===== Extracted records =====

PR #400, opened 2016-01-28
Fixes #392 - remove Android Studio specific contents from login panel

### LINKED ISSUE #392: Google account plugin contains Android Studio specific messages and link
If you have not signed into IJ the copy and link in the Google Account widget displays 
screenshot from 2016-01-26 11 42 23

which is android studio specific content and an android studio specific link. That content should be generified and the help link should go out to the IDE specific help page.  Talk to me about what those link urls should be.

akerekes:
change text to be product neutral, change "learn more" url to point to GCP/Development and Administration Tools page

### DIFF
--- a/google-account-plugin/src/com/google/gct/login/ui/UsersListCellRenderer.java
+++ b/google-account-plugin/src/com/google/gct/login/ui/UsersListCellRenderer.java
@@ -56,8 +56,8 @@ public class UsersListCellRenderer extends JComponent implements ListCellRendere
   private final static String CLOUD_LABEL_TEXT = "Open Google Developers Console";
   private final static String PLAY_LABEL_TEXT = "Open Play Developer Console";
   private final static String DEFAULT_AVATAR = "/icons/loginAvatar@2x.png";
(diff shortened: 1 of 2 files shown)


google-account-plugin/src/com/google/gct/login/ui/UsersListCellRenderer.java
```diff
@@ -189,9 +189,9 @@ public boolean inCloudConsoleUrl(Point point, int activeIndex) {
   }
 
   public boolean inLearnMoreUrl(Point point) {
-    // 3 is for the number of labels and row of texts
+    // 2 is for the number of labels and row of texts
```
patflynn: wow that code was fragile. Thanks for spotting this.

patflynn:
LGTM

google-account-plugin/src/com/google/gct/login/ui/UsersListCellRenderer.java
akerekes: I've made a note to myself to fix it with a flexible solution.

=====

### Work instruction
Above are the records; please copy exactly their first line and each line after it through the line containing "screenshot from 2016-01-26 11 42 23", and no line after that.

### Exercise response
PR #400, opened 2016-01-28
Fixes #392 - remove Android Studio specific contents from login panel

### LINKED ISSUE #392: Google account plugin contains Android Studio specific messages and link
If you have not signed into IJ the copy and link in the Google Account widget displays 
screenshot from 2016-01-26 11 42 23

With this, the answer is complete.